The new features are great but more work still needs to be done. I really wish they could have setup a warning screen so when you press the stop button during a recording, it will warn you "Do you really want to stop the recording?". 

At any rate, this upgrade is definitely a plus especially with the slo-mo. Great job Dish!


----------



## Guest

This is for anybody who has already received the new software upgrade. 
Did any of you receive a Henweigh with this release.

Just curious?


----------



## llunken777

The link 
http://www.innermatrix.net/forums/s...&threadid=32686
from the post above was very useful to tell me if my reciever was in the download steam for the new update yet. Of course mine was not listed yet.


----------



## P Smith

We need to ask that ppl for regular update the list. Dish could change the criteria each week or day.


----------



## Pete K.

Sci-fi:
A henweighs about 2 pounds! LOL!


----------



## Guest

YUP! LOL!


----------



## marko

This is why I come here and read stuff, to get good updates like this. I've found myself wanted slow mo for a long time, and now I have it. Good Stuff.


----------



## cse42

Just got the update. What a deal; on the same day as the second 508 showed up. Surprise... surprise. It feels like christmas...

cse


----------



## JohnL

Dish must have targeted a bunch more Receivers today around Noon-1pm MST, I checked my receivers earlier in the day and the software had not targeted my receivers yet. I turned them off about 20 minutes ago and low and behold both receivers downloaded the update and at virtually the same time. 
Both of my 501's now have the 168 firmware. The bootstraps on my receivers are DCKD, and DCED.

John


----------



## Steve Mehs

Yep my 508 has 168 now 

I'm going to play with it now


----------



## Mark Lamutt

Hopefully my 501 will have it when I get home, and my new 508 will get it soon after it arrives.


----------



## llunken777

Still no update for me yet.


----------



## llunken777

My 501 with bootstrap of DBDC is getting the update now. But my 508 with the bootstrap of DBDD did not. My 508's reciever id I believe it's called is in the 37000 range while my 501 that got the update is in the 36000 range. Is that why the 508 didn't get the upgrade yet?


----------



## llunken777

I spoke too soon. My 508 just got it's update about 10 minutes after my 501 did. Very happy with the slow motion and the improved timers and # button search off the guide listings. Plus the improvement with the manage PVR events menu. Were there any other new features added that I missed? If this wasn't enough?


----------



## bunkers

What is a Henweigh ?


----------



## Jacob S

Any bugs yet?


----------



## JohnL

> _Originally posted by llunken777 _
> *I spoke too soon. My 508 just got it's update about 10 minutes after my 501 did. Very happy with the slow motion and the improved timers and # button search off the guide listings. Plus the improvement with the manage PVR events menu. Were there any other new features added that I missed? If this wasn't enough? *


If you press the Record button on the remote when viewing a program a dialog button comes up asking if you would like to manually stop the recording, Record to the end of the scheduled show, extend time after the scheduled end, or set up a timer.

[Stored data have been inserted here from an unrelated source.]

Issue #715, opened 2025-02-06
Test non-deterministic parts of V4 cryptography using mocking


romanstrobl:
### Description

Enrich the current `SharedSecret` test vectors with keys and other non-deterministic values used in ML-KEM and use the Mockito framework to inject such values for testing purposes. Similar approach can be used for deterministric end-to-end encryption using test vectors by injecting `nonce` a `timestamp` values during encryption.

PR #748, opened 2025-05-18
Fix #747: Add an option to generate test vectors for shared secret

### LINKED ISSUE #747: Add an option to generate test vectors for shared secret
### Task specification

It should be possible to generate test vectors from the tests.

romanstrobl:
Added automated generation of test vectors.


powerauth-java-crypto/src/test/java/com/wultra/security/powerauth/crypto/lib/v4/sharedsecret/SharedSecretHybridTest.java
```diff
@@ -109,4 +109,31 @@ public void testEcdheMlkemWithTestVectors(Map<String, String> vector) throws Exc
...
+            ResponseCryptogram serverResponse = sharedSecretHybrid.generateResponseCryptogram(clientRequest);
+            SecretKey derivedSharedSecret = sharedSecretHybrid.computeSharedSecret(
+                    clientContext,
+                    (SharedSecretResponseHybrid) serverResponse.getSharedSecretResponse()
+            );
+            Map<String, String> vector = Map.of(
+                    "ecClientPrivateKey", Base64.getEncoder().encodeToString(KEY_CONVERTOR_EC.convertPrivateKeyToBytes(clientContext.getEcPrivateKey())),
+                    "pqcClientPrivateKey", Base64.getEncoder().encodeToString(KEY_CONVERTOR_PQC.convertPrivateKeyToBytes(clientContext.getPqcKemDecapsulationKey())),
+                    "ecServerPublicKey", ((SharedSecretResponseHybrid) serverResponse.getSharedSecretResponse()).getEcServerPublicKey(),
+                    "pqcEncapsulation", ((SharedSecretResponseHybrid) serverResponse.getSharedSecretResponse()).getPqcEncapsulation(),
```
hvge, line 129: The `pqcEncapsulation` is a bit misleading. It's `ciphertext` in NIST terminology or "wrapped key" (OpenSSL)

hvge (approved):
Looks OK. I would only consider rename `pqcEncsapsulation` property to something else.

romanstrobl:
Added deterministic test for low level KEM key generation, secret encryption and secret extraction. Both seed-only and full private keys are tested. I think we can close https://github.com/wultra/powerauth-crypto/issues/715 because instead of mocking I use the low level Bouncy Castle code.

PR #752, opened 2025-05-20
Fix #751: ML-KEM is not compatible with OpenSSL

### LINKED ISSUE #751: ML-KEM is not compatible with OpenSSL

Branch `features/crypto4`.

### Environment

None.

This is a great feature as my wife and kids would somtimes just set the 501 recording, without using the banner method, filling up the hard drive with hours of fluff.

John


----------



## BobaBird

The first indication I had the upgrade was going to PVR while a program was recording (1st event in the list) and having the 2nd event highlighted. Now the PVR button opens the list with the most recently viewed event highlighted.

Event timers are now sorted chronologically starting with the next timer to engage (woo hoo!) or can be listed alphabetically. Still can't use the scroll buttons.

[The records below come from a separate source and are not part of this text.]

PR #757, opened 2025-05-26
Fix #756: Separate v4 server and client classes

### LINKED ISSUE #756: Separate v4 server and client classes
### Task specification

Currently the server and client classes are used both for v3 and v4 protocols.

We should separate the code to avoid mixing various v3 and v4 methods in each of the classes and allow future deprecation of v3 code easily.

romanstrobl:
This pull requests separates v3 and v4 classes for client and server usage and cleans up the API to be used from client and server.

### DIFF
--- a/powerauth-java-crypto/src/main/java/com/wultra/security/powerauth/crypto/server/v4/token/ServerTokenGenerator.java
+++ b/powerauth-java-crypto/src/main/java/com/wultra/security/powerauth/crypto/server/v4/token/ServerTokenGenerator.java
@@ -14,24 +14,21 @@
  * See the License for the specific language governing permissions and
  * limitations under the License.
  */
-package com.wultra.security.powerauth.crypto.server.token;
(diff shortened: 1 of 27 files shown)


powerauth-java-crypto/src/main/java/com/wultra/security/powerauth/crypto/server/v4/token/ServerTokenGenerator.java
```diff
@@ -0,0 +1,61 @@
...
+    /**
+     * Generate random token ID. Use UUID format.
+     * @return Random token ID.
+     */
+    public String generateTokenId() {
+        return tokenUtils.generateTokenId();
+    }
+
+    /**
+     * Generate random token secret, 16 or 32 random bytes depending on the version.
```
jnpsk, line 47:
```suggestion
     * Generate random 32 byte long token secret.
```

jnpsk (approved):
Looks good.
Maybe some of the version validations are redundant now.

Pressing Browse during PVR playback still does not show the PVR event in the top banner.


----------



## Pete K.

Bunkers;
The correct terminology is :
"What does a henweigh?"
BTW...got the new software and love it!


----------



## Mark Lamutt

Got mine last night. Looks good to me so far except for the few timers that I have to redo now to get the program names to show up.


----------



## Lyle_JP

I can't believe no one has mentioned the cool new search options yet! You now have the choice to search for your keyword in titles and descriptions (the way it always worked) *or* just in Title Only! I really colud have used that feature a few weeks ago when I searched for '24' (500 items came back on that damn search)!


----------



## DarrellP

Got mine yesterday. I didn't even realize it till I looked at the Timers screen and saw the titles listed. I didn't have much time to play around with it but the Slo-Mo works great and the icons disappear when using slo-mo or frame advance.

My remaining wishlist:

1) Option to kill the clock.
2) Option to delete a single entry in Search history.
3) Make the progress banner transparent, put a time in it and move all the icons to the bottom of the screen.
4) Be able to hit Info on a Timer.
5) Pop up a warning when Stop is pressed while watching a delayed recording to tell me I am about to kill the recording in progress.
6) When doing a Search or Themes, list ONLY the programs from either a)All Sub'd or b) Current Favorites List.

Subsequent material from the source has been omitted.